If you cover the tech world long enough, it’s very easy to react cynically to announcements by companies about topics like accessibility. Too many companies talk a good game but are short on follow-through. What’s different about Apple is that it has the track record to back up its words.

This year is no different. As Apple’s hardware evolves, it poses new accessibility challenges but also opportunities. A great example of what hardware advances are enabling is the fact that some Apple silicon Macs can now be paired with Made for iPhone hearing devices for Mac users with hearing disabilities.

Live Speech lets you type what you want to say, which is then read aloud.

Live Speech lets you type what you want to say, which is then read aloud.

Speech is a big part of Apple’s accessibility story this year, too. Like the iPhone and iPad, Live Speech is available as part of macOS Sonoma. The feature allows users to type what they want to say and have it spoken out loud on FaceTime calls or in person.

To set up a Personal Voice, head to the Accessibility section of System Settings.

To set up a Personal Voice, head to the Accessibility section of System Settings.

For Mac users who are at risk of losing their ability to speak, Personal Voice is also available. The feature can be found in the Accessibility section of System Settings under ‘Speech.’ The first thing you’ll be asked to do is authenticate yourself with Touch ID or your system password. After reading about 150 phrases aloud, which you’re told will take about 15 minutes, your Mac will generate a personal voice for you securely and locally. It takes a while, but then, you’ll be able to use your Personal Voice for Live Speech alongside the system voices built into macOS.

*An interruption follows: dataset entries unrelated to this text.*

PR #386, opened 2023-01-24
Make Kaocha compatible with Babashka

alysbrooks:
This requires Babashka 1.1.171 and disabling the `:notifier` plugin (for now).

In contrast to my experiment branch `alys/bb-experiment`, this PR doesn't use any conditionals. Instead, we create a new `classpath.bb` and a macro `if-babashka`

Why not use conditionals?
* Renaming files makes it harder to follow the history.
* Modifying the main source risks breaking Kaocha under regular Clojure (this disadvantage is shared by the macro).
* I think `.cljc` files may communicate that these namespaces run on ClojureScript.

Using conditionals does have the advantage of being something tried and true, compared to a new macro.

Remaining steps:
- [ ] Test on Kaocha's own test suite
- [x] Get notifier plugin working
- [x] Look into refactoring out Clojure/Babashka specifics.

### DIFF
--- a/CHANGELOG.md
+++ b/CHANGELOG.md
@@ -2,6 +2,10 @@
 
 ## Added
 
+* Kaocha is now compatible with Babashka. Running under Babashka is most useful
+    for validating your Clojure code runs correctly on Babashka, but it may also
+    be faster for some test suites because of reduced start up time.
+
 ## Fixed
 
 ## Changed
--- a/README.md
+++ b/README.md
@@ -204,6 +204,30 @@ If you wanted to turn off `fail-fast` temporarily, you could run `clojure
 -X:watch-test :fail-fast? false`
 
 
+### Babashka
+
+Kaocha is compatible with [Babashka](https://github.com/babashka/babashka). 
+
+You can create a `bb.edn` file:
+
+```clojure
+{:paths ["src" "test"]
+ :deps {lambdaisland/kaocha {:mvn/version "1.77.1236"}}}
+
+```
+
+Then you can create a binstub named `bin/kaocha-bb`:
+
+```shell
+
+#!/usr/bin/env bash
+bb -m kaocha.runner/-main  $@
+
+```
+
+If you exclusively want to run tests using Babashka, you can of course call it
+`bin/kaocha`.
+
 ### All tools
 
 By default, Kaocha assumes that:
--- a/deps.edn
+++ b/deps.edn
@@ -35,5 +35,6 @@
   :dev
   {:extra-paths ["dev"]
    :extra-deps  {djblue/portal {:mvn/version "RELEASE"}}}
-  :bb 
-  {:extra-deps {nubank/matcher-combinators    {:mvn/version "3.5.1"}}}}}
+
+  :bb
+  {:extra-deps {nubank/matcher-combinators {:mvn/version "3.5.1"}}}}}
--- a/deps.edn
+++ b/deps.edn
@@ -34,4 +34,6 @@
 
   :dev
   {:extra-paths ["dev"]
-   :extra-deps  {djblue/portal {:mvn/version "RELEASE"}}}}}
+   :extra-deps  {djblue/portal {:mvn/version "RELEASE"}}}
+  :bb 
+  {:extra-deps {nubank/matcher-combinators    {:mvn/version "3.5.1"}}}}}
--- a/doc/02_installing.md
+++ b/doc/02_installing.md
@@ -166,3 +166,27 @@ Kaocha will not be available in your REPL by default.
 ### Boot
 
 See [kaocha-boot](https://github.com/lambdaisland/kaocha-boot) for instructions.
+
+### Babashka
+
+Kaocha is compatible with Babashka. The main reason to run tests under Babashka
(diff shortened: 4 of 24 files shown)


plexus:
Looking great @alysbrooks , I riffed off this some more here: https://github.com/lambdaisland/kaocha/pull/387 . Not fully baked yet but we're clearly in downhilll territory now.

cc @borkdude @fdserr

borkdude:
@plexus @alysbrooks Great progress. If you want, I'd be happy contribute a github actions yml file where we execute tests in bb `latest`. If you find any strange things that should be solved in bb or have any questions, ping me.

alysbrooks:
@borkdude If it's something existing you can mostly just drop in that would be helpful. We might want to move it to CircleCI for consistency with the rest of our tests, so I don't want you putting  in a ton of work to adapt it.

borkdude:
@alysbrooks My thought is that adding a github actions runner for bb doesn't interfere as much with your existing tooling.

Also check out this comment where we did a similar thing for deep-diff2:

https://github.com/lambdaisland/deep-diff2/pull/36#issuecomment-1327240979

alysbrooks:
I think moving Arne's refactorings to `kaocha.platform.*` makes sense. I think these are inherently a lower layer and if we ever add support for other runtimes (possibly ones that don't even exist yet), this will help organize that work.

plexus:
Careful about making breaking changes, there might be plugins that rely on kaocha.classpath, I don't think we can move that.

borkdude:
@plexus Is kaocha.classpath intended as a public API? A quick glance on grep.app shows that no public repositories are using it yet: https://grep.app/search?q=kaocha.classpath. Nevertheless, may be good to err on the safe side.

plexus:
I think it would be valid for a plugin to rely on that API (same for other internal libraries like kaocha.testable or kaocha.load). We generally avoid renaming things for the sole reason that "it's nicer this way". It potentially disrupts the workflow of someone downstream, or causes churn for downstream maintainers, and so it's not worth the risk, even if the chance is quite small.

borkdude:
I agree, as long as it's clear what is public and private API: never change the public API.

alysbrooks:
Kaocha-cloverage actually does use `kaocha.classpath` (and that's actually why the tests are failing). Obviously we can change it, but I think it illustrates Arne's point that other libraries might use it.

borkdude:
It seems the test still works on the main branch, right? If so, then there must be a chance which makes this test fail... somewhere? :)

alysbrooks:
Slight tweak to some of our integration tests to prevent them from hanging on failure. Now they still fail, but do so right away, like you'd hope.

As I included in my last commit message, I don't know if there are some situations where the process would still be unspooling information, and blocking on slurp for a brief moment allows for capturing that information. I think missing out on that is acceptable since you are already in a failure state and hanging is much worse. Adding a short delay could mitigate this, however.

alysbrooks:
I nearly forgot. The change causing the test to fail is `kaocha.util/compiler-exception-file-and-line`. It slightly tweaks the output when tests fail, causing that integration test to no longer match. The exact change is that instead of just printing the file name, we now print the whole path.

alysbrooks:
Kaocha's own test suite is problematic, but it seems to run well on more typical test suites.

plexus:
I'm merging this, I think we've gone over this thoroughly enough at this point. Let's cut a release and see if anyone runs into issues.

plexus:
@alysbrooks what's this about? Our matcher-combinators version is pinned to 1.5.x, we never migrated to the newer versions, so this will certainly make our tests fail.

```clj
;; deps.edn
{,,,
 :aliases
 {,,,
  :bb
  {:extra-deps {nubank/matcher-combinators {:mvn/version "3.5.1"}}}}}
```

plexus:
Released in [v1.79.1270](https://github.com/lambdaisland/kaocha/releases/tag/v1.79.1270)

```clj
[lambdaisland/kaocha "1.79.1270"]                 ;; deps.edn
{lambdaisland/kaocha {:mvn/version "1.79.1270"}}  ;; project.clj
```

borkdude:
@plexus @alysbrooks Exciting! I think one thing might still be missing: some tests (at least some smoke tests) against `bb latest` so it's apparent when something is introduced that breaks bb compatibility. If you're open to a PR, I willing to to this work (later this week) like I did for some other libs recently, if it's ok to run a Github runner. If CircleCI is a must, then I'd rather defer that to your team since I'd have to figure that out more.

plexus:
A PR for that would be great @borkdude , and using GH actions is fine too. Thank you! I personally dislike Circle and GH actions in equal amounts so no particular preference ;)

plexus:
image

borkdude:
I'm also using both, but lambdaisland is doing way more advanced stuff with CircleCI than I have :)

plexus:
Yeah I once put a bunch of effort into creating these docker images and associated "orbs", so people would have a convenient way of setting up clojure/kaocha on circle ci , but in the end we never really promoted them so I guess it's mostly just us using them. It's also a mess of YAML templating which... does not spark joy.

PR #387, opened 2023-01-24
More babashka compat

plexus:
Generally try to move towards code that simply works on both platforms, when that's not possible factor out platform-specific code in platform-specific files (.bb vs .clj).

This way `if-babashka` isn't needed.

Note that normally we have a `.platform` namespace with all the platform specific bits, e.g. https://github.com/lambdaisland/uri/tree/main/src/lambdaisland/uri , but `kaocha.platform` was already taken, and I ended up introducing separate `kaocha.classpath` and `kaocha.systray` split namespaces. Maybe `kaocha.platform.systray` and `kaocha.platform.classpath` would be better.

`watch-load-error-test` seems to hang right now, probably due to the exception handling refactoring. I like how it simplifies things, but it does introduce a bit of change. I think relying on specific ex-data keys is a more useful contract than looking for a specific (nested) compiler error class.

### DIFF
--- a/deps.edn
+++ b/deps.edn
@@ -35,5 +35,6 @@
   :dev
   {:extra-paths ["dev"]
    :extra-deps  {djblue/portal {:mvn/version "RELEASE"}}}
-  :bb 
-  {:extra-deps {nubank/matcher-combinators    {:mvn/version "3.5.1"}}}}}
+
+  :bb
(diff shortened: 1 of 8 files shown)


alysbrooks:
This was kind of what I was hoping to do more of after I completed the main PR (itself a revision), but wasn't sure how. I think I'll merge your changes and iterate on them that way.

PR #392, opened 2023-01-31
Load namespaces first required with :as-alias

### LINKED ISSUE #390: `:as-alias` in custom reporter namespace prevents target namespace tests from loading
In certain circumstances, a custom reporter which should be valid can cause a test to fail to load. A minimal repro can be found [here](https://github.com/colin-p-hill/kaocha-as-alias-repro).

It's a bit of a corner case. Here are the unusual-but-valid choices that led to this scenario:
1. Tests are defined inline in `src`.
2. The project hosts its own custom reporter.
3. The reporter namespace has an `as-alias` require of one of the project's other namespaces, the latter containing tests.

This results in Kaocha not running the tests in the aliased namespace. However, they appear in the test plan when printed. When running in `--watch` mode, these tests do not run initially, but they do run when the watcher refreshes the namespace that contains them.

To justify one of those choices: My use case for the `:as-alias` is to alter reporter behavior based on a namespaced metadata flag. For portability, I wanted to use a namespace which does not make specific reference to Kaocha. This meant it had to be a different namespace than the one that holds my custom reporter, since the reporter is of course coupled tightly to Kaocha – hence, `:as-alias`.

I haven't tested without criterion 1, but I suspect that it isn't strictly a necessary condition. If I had separate `src` and `test` directories, I would guess that an `:as-alias` pointing to a `test` namespace would result in skipping that namespace's tests – but I think this is probably a less reasonable thing to do, so I'm presenting a more realistic use case.

A workaround exists in simply using the full namespace in my references to the keyword, rather than an autoresolving alias. But this was very surprising behavior, and the root cause of the error is very much not obvious – it took about two hours to debug, which involved starting with my entire codebase and deleting parts until I was left with the minimal case. Hate for someone else to run into the same mystery.

alysbrooks:
Ensure libs are loaded (and don't just have an alias) before skipping them in our loading code in kaocha.ns. Fixes #390.

### DIFF
--- a/src/kaocha/ns.clj
+++ b/src/kaocha/ns.clj
@@ -9,7 +9,8 @@
             [kaocha.type :as type]))
 
 (defn required-ns [ns-name]
-  (when-not (find-ns ns-name)
+  (when-not (and (find-ns ns-name)
+                 (contains? (loaded-libs) (symbol ns-name)))
     (require ns-name))
   (try
     (the-ns ns-name)


alysbrooks:
We could possibly skip the test and just use `require`, since `require` doesn't reloaded already existing namespaces, or just use the check I added (with `loaded-ns`). But I don't know the rationale for not just using `require` and this seems the best way to get the fix out.

alysbrooks:
Note to self: I should add a test before merging this.

alysbrooks:
I don't want to delay releasing this fix anymore, so I'm going to go ahead and merge it without tests.

PR #393, opened 2023-02-06
332 plugin kaocha plugin profiling does not run when watch is used

fdserr:
Wrap the callsite to api/run in the watcher with the post-summary hook, exactly as in the runner.

### DIFF
--- a/CHANGELOG.md
+++ b/CHANGELOG.md
@@ -4,6 +4,8 @@
 
 ## Fixed
 
+- The watcher now prints the output from plugins, eg. `bin/kaocha --watch --plugin kaocha.plugin/profiling` 
+
 ## Changed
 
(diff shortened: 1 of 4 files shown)


plexus:
This looks good, but it changes some of the watch output, so some of the tests need updating. And it has conflicts with `main` at this point. @alysbrooks do you think you can wrap this up? I don't think we can still count on François.

alysbrooks:
Yes, I can fix it up,

alysbrooks:
Released in [v1.83.1314](https://github.com/lambdaisland/kaocha/releases/tag/v1.83.1314)

```clj
[lambdaisland/kaocha "1.83.1314"]                 ;; deps.edn
{lambdaisland/kaocha {:mvn/version "1.83.1314"}}  ;; project.clj
```

PR #396, opened 2023-02-18
Fix Cljdocs (again)

alysbrooks:
I realized my quick fix won't work because the other namespaces aren't available in ClojureScript either. So this change will prevent Cljdocs from trying to analyze Kaocha as a ClojureScript project.

### DIFF
--- a/doc/cljdoc.edn
+++ b/doc/cljdoc.edn
@@ -1,0 +1,1 @@
+{:cljdoc/languages ["clj"]}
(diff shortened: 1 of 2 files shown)


alysbrooks:
Released in [v1.78.1249](https://github.com/lambdaisland/kaocha/releases/tag/v1.78.1249)

```clj
[lambdaisland/kaocha "1.78.1249"]                 ;; deps.edn
{lambdaisland/kaocha {:mvn/version "1.78.1249"}}  ;; project.clj
```

PR #398, opened 2023-02-22
Update Beholder to improve support for certain editors.

alysbrooks:
Beholder released a fix for certain editors that create a new file and then delete instead of modify. I believe Vim and Neovim do this when `noswapfile` and either `backupcopy=no` or `backupcopy=auto` are set, but other editors probably do it too.

Sometimes these creation events would be dropped because the file exists already. I haven't noticed this problem when using --watch with Neovim, but it may depend on timing and thus may be highly platform-, version- or setup-specific. Also, I consider this a safe change to make without reproducing the initial issue.

### DIFF
--- a/CHANGELOG.md
+++ b/CHANGELOG.md
@@ -3,6 +3,7 @@
 ## Added
 
 ## Fixed
+* Fix issue with `--watch` and Neovim by bumping Beholder to `1.0.2`
 
 ## Changed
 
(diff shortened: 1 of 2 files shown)


alysbrooks:
Released in [v1.78.1249](https://github.com/lambdaisland/kaocha/releases/tag/v1.78.1249)

```clj
[lambdaisland/kaocha "1.78.1249"]                 ;; deps.edn
{lambdaisland/kaocha {:mvn/version "1.78.1249"}}  ;; project.clj
```

PR #400, opened 2023-03-02
Run bb smoke test on CI

borkdude:


borkdude:
@alysbrooks @plexus This PR adds a smoke test for bb on CI.

Notes:
- I included bb tests in `test/bb`
- I added an entry in `tests.edn` for bb, but maybe I should use a different config file for bb tests? Does kaocha support providing a config on the command line without creating a file?
- I added a return value in the notifier plugin mock for bb as to not crash when it is used in bb

borkdude:
I see the tests are failing because of unexpected keys in the `tests.edn` file:

```
:kaocha.testable/desc "bb (clojure.test)"
```

alysbrooks:
> * Does kaocha support providing a config on the command line without creating a file?

You can specify a particular `tests.edn` using `--config-file`. There isn't one for `test-paths`, at least not in our regular runner. I think you can use the exec-fn to do that, technically: https://cljdoc.org/d/lambdaisland/kaocha/1.80.1274/doc/readme#clojure-cli-toolsdeps-exec-fn-alternative.

borkdude:
No option to pass config as edn without writing a file? If not, then I'll add another `bb-tests.edn` file.

alysbrooks:
Might be good to add, but yeah, there's not a way to do it right now. You can include another EDN file since we have [Aero](https://github.com/juxt/aero) support.

borkdude:
@alysbrooks OK, this should settle it then.

alysbrooks:
Thanks, @borkdude! 

Banner reading THANK YOU in blue an moving up and down

borkdude:
Woohoo!

plexus:
Released in [v1.81.1290](https://github.com/lambdaisland/kaocha/releases/tag/v1.81.1290)

```clj
[lambdaisland/kaocha "1.81.1290"]                 ;; deps.edn
{lambdaisland/kaocha {:mvn/version "1.81.1290"}}  ;; project.clj
```

borkdude:
Dank!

There are other new accessibility features throughout macOS this year, including:

  • Voice Control phonetic spellings that suggest similar sounding words that are spelled differently
  • A Voice Control guide with tips on how to use the feature
  • The addition of VoiceOver to Xcode
  • Improvements to how Siri voices sound at higher speeds and an option to slow Siri’s speech
  • A single place to adjust the text size of several system apps individually or as a group
  • The ability to set automations to pause automatically

There’s always more that can be done to make computers more accessible to an even wider audience, but Sonoma is an excellent example of how Apple has continued to work to make its products more accessible with every new OS release, which I love.